::: PROVIDED DATA :::

PR #918, opened 2024-05-20
Enhance SetupConnection Handling and Implement Protocol-Specific Flag Checks

xyephy:
This PR works on addressing the discussions in issue #853

PR #1035, opened 2024-07-05
Enhance SetupConnection Handling and Implement Job declaration Flag Checks 

### LINKED ISSUE #853: Issue with flags checking and related roles behaviour
In this [todo!](https://github.com/stratum-mining/stratum/blob/dev/protocols/v2/subprotocols/common-messages/src/setup_connection.rs#L88) we see that the check_flags panics if used in any other protocol except `MininProtocol`. Indeed, this method is used in `IsUpstream` trait, that does not have an extension (possibly empty) to the `JobDeclaration` protocol which is implemented for JDS
As a result, apparently there is no way for the JDS to check the bit `REQUIRES_ASYNC_JOB_MINING` of `SetupConnection.flag` in JobDeclaration protocol, making the SRI slightly no specs compliant.

1. Things to do: test with MG if different flags trigger the desired behaviour in the particular case above.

:::

*WHAT IS EXPECTED*
Pull out all lines in the data above that include "opened".

*ANSWER TO THIS TASK*
PR #918, opened 2024-05-20
PR #1035, opened 2024-07-05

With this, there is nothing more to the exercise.